WORKING DATA:
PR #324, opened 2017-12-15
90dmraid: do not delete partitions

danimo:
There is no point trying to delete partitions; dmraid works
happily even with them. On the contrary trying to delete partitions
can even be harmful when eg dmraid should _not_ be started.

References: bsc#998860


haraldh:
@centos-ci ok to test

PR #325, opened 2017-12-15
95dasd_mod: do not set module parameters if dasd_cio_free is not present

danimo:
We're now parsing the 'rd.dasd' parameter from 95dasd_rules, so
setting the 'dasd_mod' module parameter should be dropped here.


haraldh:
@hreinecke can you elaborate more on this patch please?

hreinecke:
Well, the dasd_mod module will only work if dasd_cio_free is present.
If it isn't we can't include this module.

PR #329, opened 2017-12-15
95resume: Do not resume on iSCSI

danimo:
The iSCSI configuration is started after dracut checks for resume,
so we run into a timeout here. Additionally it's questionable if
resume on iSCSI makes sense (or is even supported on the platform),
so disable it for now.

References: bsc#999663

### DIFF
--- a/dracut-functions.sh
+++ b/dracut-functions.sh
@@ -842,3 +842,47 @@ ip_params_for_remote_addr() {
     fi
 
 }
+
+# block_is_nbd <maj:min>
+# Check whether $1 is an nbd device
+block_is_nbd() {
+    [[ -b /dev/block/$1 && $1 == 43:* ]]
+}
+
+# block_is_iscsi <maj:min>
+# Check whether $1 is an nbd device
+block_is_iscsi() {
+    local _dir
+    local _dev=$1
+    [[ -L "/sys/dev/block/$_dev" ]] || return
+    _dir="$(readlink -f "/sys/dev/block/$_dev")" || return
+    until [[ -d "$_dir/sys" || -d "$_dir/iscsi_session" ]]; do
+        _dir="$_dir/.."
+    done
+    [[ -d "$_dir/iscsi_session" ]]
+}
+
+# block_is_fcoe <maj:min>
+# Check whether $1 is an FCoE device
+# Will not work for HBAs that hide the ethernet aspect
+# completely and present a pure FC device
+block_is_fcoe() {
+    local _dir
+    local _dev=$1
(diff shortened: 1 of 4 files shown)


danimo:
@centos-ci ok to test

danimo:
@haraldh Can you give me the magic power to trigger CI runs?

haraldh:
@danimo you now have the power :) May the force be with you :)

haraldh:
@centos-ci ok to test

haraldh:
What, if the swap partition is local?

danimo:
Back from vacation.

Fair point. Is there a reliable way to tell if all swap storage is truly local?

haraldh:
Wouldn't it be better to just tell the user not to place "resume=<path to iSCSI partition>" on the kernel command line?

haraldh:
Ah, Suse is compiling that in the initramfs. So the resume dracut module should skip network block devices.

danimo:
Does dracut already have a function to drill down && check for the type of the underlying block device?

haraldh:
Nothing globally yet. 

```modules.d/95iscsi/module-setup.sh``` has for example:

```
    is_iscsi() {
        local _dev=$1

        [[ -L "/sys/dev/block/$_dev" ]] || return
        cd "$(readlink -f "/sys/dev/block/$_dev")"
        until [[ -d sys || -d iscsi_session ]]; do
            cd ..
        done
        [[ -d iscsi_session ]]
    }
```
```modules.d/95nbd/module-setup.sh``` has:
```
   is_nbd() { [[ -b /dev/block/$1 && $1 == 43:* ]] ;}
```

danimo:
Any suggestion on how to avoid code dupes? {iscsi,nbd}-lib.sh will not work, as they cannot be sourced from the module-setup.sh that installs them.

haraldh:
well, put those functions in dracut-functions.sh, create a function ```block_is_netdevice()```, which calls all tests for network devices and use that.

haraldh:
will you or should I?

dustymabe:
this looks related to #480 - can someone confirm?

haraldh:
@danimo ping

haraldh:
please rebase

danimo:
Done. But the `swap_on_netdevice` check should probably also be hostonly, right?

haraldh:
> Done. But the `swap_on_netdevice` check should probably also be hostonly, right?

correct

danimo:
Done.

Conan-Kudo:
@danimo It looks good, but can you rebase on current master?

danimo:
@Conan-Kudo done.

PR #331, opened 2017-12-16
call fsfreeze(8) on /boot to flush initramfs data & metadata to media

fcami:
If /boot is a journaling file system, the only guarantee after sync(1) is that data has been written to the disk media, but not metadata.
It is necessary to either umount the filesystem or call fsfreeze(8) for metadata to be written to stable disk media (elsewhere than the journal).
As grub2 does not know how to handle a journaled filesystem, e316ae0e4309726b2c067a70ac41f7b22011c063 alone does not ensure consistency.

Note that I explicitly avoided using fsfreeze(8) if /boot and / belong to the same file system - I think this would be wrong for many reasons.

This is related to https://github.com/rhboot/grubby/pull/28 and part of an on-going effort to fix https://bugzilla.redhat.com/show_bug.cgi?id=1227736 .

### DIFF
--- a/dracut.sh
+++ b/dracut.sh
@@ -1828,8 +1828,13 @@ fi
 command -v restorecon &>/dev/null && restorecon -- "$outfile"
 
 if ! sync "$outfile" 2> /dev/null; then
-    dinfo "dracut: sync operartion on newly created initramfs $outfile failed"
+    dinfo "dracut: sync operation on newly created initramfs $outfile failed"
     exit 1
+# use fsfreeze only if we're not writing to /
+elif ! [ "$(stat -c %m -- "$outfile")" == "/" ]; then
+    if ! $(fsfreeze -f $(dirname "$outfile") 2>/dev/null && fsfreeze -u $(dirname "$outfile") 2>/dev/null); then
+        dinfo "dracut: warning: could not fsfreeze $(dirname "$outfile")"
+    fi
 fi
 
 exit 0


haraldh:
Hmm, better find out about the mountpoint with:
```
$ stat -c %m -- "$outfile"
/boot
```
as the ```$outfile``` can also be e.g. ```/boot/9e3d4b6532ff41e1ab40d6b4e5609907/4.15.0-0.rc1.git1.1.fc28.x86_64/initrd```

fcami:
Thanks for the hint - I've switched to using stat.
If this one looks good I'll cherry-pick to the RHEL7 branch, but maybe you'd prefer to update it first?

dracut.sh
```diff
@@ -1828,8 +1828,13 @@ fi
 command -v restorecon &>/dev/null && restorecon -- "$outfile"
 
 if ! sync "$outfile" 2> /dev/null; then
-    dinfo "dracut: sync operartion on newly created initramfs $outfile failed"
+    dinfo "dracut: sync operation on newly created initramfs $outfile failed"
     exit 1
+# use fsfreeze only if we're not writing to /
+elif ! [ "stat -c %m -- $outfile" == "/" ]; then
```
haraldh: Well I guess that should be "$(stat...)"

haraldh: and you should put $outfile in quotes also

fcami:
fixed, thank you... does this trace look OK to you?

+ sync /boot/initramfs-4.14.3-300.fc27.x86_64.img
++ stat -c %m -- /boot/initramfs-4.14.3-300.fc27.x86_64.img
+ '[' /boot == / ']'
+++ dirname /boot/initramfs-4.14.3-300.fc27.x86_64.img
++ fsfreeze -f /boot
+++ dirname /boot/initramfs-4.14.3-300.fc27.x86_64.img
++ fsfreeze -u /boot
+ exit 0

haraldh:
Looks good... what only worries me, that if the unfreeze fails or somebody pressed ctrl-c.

PROBLEM TO SOLVE:
Looking through the data above, copy out each line in which the string "delete" occurs.

SOLUTION FOR THIS PROBLEM:
90dmraid: do not delete partitions
There is no point trying to delete partitions; dmraid works
happily even with them. On the contrary trying to delete partitions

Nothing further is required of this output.